From the National Archives in Chicago, I plucked a minor, minor memo from Walter Zinn to managers at his new Argonne laboratory. In a sense the memo says little but asides such as this one are useful because they signal the attitudes then prevalent. It comforts me that Zinn, such a relentless pursuer of nuclear energy, was also passionate about day-to-day safety.
A recent accident in our Laboratory emphasizes once more the necessity for everyone’s obeying a longstanding rule in this Laboratory. This rule is and has been that persons working with radioactive or otherwise toxic materials must not do so at night unless all proper precautions for handling an accident have been taken. This clearly prohibits a person’s working by himself on such an experiment.
Zinn, Walter H. 1947. Zinn to Group Leaders & Division Directors, Apr. 2, 1947. “5 of 7,” Box 2, Records of the Laboratory Director’s Office, Program Correspondence Files, 1945-1953, RG 326. NARA-GL, Chicago, Illinois.

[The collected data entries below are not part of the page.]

PR #441, opened 2017-12-08
Tolerate (ignore) whitespace in api-version output.

patrickvacek:
Just in case someone ever included it.

This is also just a bit of a refactor to clean up that section of the code.

### DIFF
--- a/src/config.cc
+++ b/src/config.cc
@@ -7,6 +7,7 @@
 #include <boost/algorithm/string/classification.hpp>
 #include <boost/algorithm/string/split.hpp>
 #include <boost/algorithm/string/trim.hpp>
+#include <boost/filesystem.hpp>
 
 #include "bootstrap.h"
 #include "utils.h"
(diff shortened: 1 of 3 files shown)


src/config.cc
```diff
@@ -341,97 +343,124 @@ void Config::updateFromCommandLine(const boost::program_options::variables_map&
...
+    return ret;
+  }
+  std::stringstream command;
+  std::string output;
+  command << legacy_interface << " api-version --loglevel " << loggerGetSeverity();
+  int rs = Utils::shell(command.str(), &output);
+  if (rs != 0) {
+    LOGGER_LOG(LVL_error, "Legacy external flasher api-version command failed: " << output);
+  } else {
+    boost::trim_if(output, boost::is_any_of(", \n\r\t"));
```
patriotyk: Are You sure we need to remove comma?

patrickvacek: Need, no. But I figured it might be useful to catch that. Do you think that's likely to be a bad idea?

PR #444, opened 2017-12-11
Bugfix/miscellaneous

patrickvacek:
Assorted minor things that I caught/fixed while looking for things to add to PRO-4470.


patrickvacek:
I'm amused that I've apparently confused GitHub by ordering my commits non-chronologically. Travis CI is running on the correct version, but they are ordered incorrectly in the list here. `
7216710` should come before `1efcb05`.

PR #446, opened 2017-12-12
Use boost paths and fix problems with subdirectories.

patrickvacek:
For now, just ignore subdirectories.

This is unintentionally sort of related to PRO-4525.


patrickvacek:
FYI all: it looks like debian-unstable is transitioning away from libssl1.0-dev and libp11 is currently in an unusable state. Hooray!

patrickvacek:
Merging despite the Debian unstable problems.

PR #799, opened 2018-05-30
Build garage_deploy.deb on Ubuntu Xenial

lbonn:
Same environment as aktualizr.deb, so it saves us one build environment!


lbonn:
So we had:

- ubuntu xenial with p11 for coverage + valgrind tests
- ubuntu xenial without p11 for valgrind crypto tests
- debian testing with openssl 1.1 for crypto tests and static tests
- debian stable for building garage_deploy.deb and testing installation
- ubuntu xenial for building aktualizr.deb and testing installation

This PR merges the last two so that all packages are built with xenial.

The second environment (without p11) might actually be redundant since we actually test non-p11 crypto on the first and we test building without p11 on the .deb install env.

patrickvacek:
As long as we're okay with skipping testing on debian stable (which is probably fine), this is probably (conceptually) fine -- as in, good to go once it passes CI.

You are probably right that we could axe the second environment. Didn't we do some work to get the p11 code isolated such that we aren't automatically running with p11 if aktualizr was built with it enabled? As long as we have tests run under valgrind (and codecov) covering non-p11 and p11 cases, then we are set.

It may also be time to consider moving one of the ubuntu xenials to 18.04.

patrickvacek:
> Oh and about 18.04, we could start by using it instead of debian testing for openssl 1.1 and static tests.

I think we should still have at least one debian test env around, probably debian-testing.

tkfu:
Once this is merged and a new version is on the releases page, can @lbonn (or someone else) merge in https://github.com/advancedtelematic/ats-garage-docs/pull/45?

PR #801, opened 2018-05-31
Use asn1c generated serializers

cajun-rat:
When we originally decided to use our own serialization code, we hoped this
would mean that we could reuse our existing domain objects, but in practice we
haven't been able to do that, and are going bytes -> message -> domain object
anyway in many cases.  If we are going to have an intermediate 'message'
object, then it would seem a good idea to use an auto-generated one.

We currently have code that uses tag values and dynamic casts to deal with
discriminated unions of message types, and this would be replaced with the
code generated by asn1c, which is a enum + struct--so no worse, really.

Debugging will be made easier, because we can dump a human and machine readable
representation of the message using XER.

Finally, since BER messages are self-delimiting, and asn_decode() supports
reading partial messages from a stream, we can switch to using a single TCP
connection for the entire protocol, rather start a TCP connection per message,
meaning that the secondary won't have to open a connection to the primary any
more.

This commit only moves secondary discovery over to the the system. Once this is
in we can move the rest of the protocol over.


cmake-modules/FindAsn1c.cmake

In a short time specific instructions for the procedure required in order to be able to work at night will be issued to you. In the meantime you are instructed to do no work after hours in the Laboratory in which any hazard whatsoever is involved without the permission of a Division Director and the knowledge and consent of the Health-Physics and Medical Departments.
(As a further aside, note that he refers to the Health-Physics Department. It’s interesting that this is a fully bedded down department, for the “profession” of Health Physics (it doesn’t have a dash any more) wasn’t “established” until sometime late in the Manhattan Project period.)